In the entries below, find the line with "PR #2322, opened 2024-03-06" and print exactly every line from there up to and including the line with "- [x] Manage certificate linked to enrollment", with no other lines.

◆ **Records for this task**
=== Begin Enclosure ===
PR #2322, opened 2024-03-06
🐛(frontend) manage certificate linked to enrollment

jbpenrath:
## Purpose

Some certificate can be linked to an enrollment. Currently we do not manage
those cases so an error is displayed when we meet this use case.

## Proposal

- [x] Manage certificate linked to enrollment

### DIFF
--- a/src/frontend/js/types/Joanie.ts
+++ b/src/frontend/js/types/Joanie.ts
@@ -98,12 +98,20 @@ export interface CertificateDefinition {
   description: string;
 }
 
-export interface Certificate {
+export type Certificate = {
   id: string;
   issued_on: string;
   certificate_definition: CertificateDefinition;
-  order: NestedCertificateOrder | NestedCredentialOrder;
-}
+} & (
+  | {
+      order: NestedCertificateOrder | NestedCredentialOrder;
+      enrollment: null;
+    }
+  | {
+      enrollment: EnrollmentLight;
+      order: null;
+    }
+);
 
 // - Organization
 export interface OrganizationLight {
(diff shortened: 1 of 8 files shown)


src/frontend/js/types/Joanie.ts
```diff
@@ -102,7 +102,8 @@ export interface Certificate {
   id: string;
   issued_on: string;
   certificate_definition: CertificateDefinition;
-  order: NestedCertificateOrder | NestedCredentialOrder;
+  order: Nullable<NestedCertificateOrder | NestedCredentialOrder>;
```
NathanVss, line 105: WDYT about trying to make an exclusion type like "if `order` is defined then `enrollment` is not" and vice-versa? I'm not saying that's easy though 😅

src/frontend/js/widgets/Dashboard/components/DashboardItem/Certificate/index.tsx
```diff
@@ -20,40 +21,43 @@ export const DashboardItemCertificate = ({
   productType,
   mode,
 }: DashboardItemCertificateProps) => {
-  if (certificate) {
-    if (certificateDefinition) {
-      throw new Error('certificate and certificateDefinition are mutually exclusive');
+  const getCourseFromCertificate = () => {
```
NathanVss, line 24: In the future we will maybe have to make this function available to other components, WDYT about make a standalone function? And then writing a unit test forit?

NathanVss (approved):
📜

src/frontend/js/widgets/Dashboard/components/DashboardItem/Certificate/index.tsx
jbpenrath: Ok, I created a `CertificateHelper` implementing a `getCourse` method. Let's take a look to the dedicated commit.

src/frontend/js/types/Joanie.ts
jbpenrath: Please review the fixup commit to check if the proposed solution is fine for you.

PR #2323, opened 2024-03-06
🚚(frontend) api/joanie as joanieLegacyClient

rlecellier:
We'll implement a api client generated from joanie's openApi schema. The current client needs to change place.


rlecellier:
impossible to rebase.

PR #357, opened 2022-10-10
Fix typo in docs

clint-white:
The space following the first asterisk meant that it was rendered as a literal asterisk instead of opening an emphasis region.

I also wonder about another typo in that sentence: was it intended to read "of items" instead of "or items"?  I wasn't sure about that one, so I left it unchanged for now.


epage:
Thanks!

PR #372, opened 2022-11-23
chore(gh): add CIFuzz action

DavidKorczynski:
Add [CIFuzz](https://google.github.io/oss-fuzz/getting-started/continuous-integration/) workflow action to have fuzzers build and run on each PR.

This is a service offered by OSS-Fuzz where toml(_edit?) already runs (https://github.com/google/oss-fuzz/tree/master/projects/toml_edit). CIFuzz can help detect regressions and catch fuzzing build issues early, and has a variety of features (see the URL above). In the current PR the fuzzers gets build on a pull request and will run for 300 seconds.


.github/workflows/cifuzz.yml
=== End Enclosure ===
=== Begin Enclosure ===
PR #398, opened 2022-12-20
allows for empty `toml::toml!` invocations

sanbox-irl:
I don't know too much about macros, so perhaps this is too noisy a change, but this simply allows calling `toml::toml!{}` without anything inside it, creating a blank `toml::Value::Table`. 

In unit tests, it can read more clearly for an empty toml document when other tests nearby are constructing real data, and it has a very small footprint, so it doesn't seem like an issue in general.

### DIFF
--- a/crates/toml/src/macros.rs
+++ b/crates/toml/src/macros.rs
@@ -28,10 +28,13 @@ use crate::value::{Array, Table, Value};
=== End Enclosure ===
◆ **Answer to this problem**
PR #2322, opened 2024-03-06
🐛(frontend) manage certificate linked to enrollment

jbpenrath:
## Purpose

Some certificate can be linked to an enrollment. Currently we do not manage
those cases so an error is displayed when we meet this use case.

## Proposal

- [x] Manage certificate linked to enrollment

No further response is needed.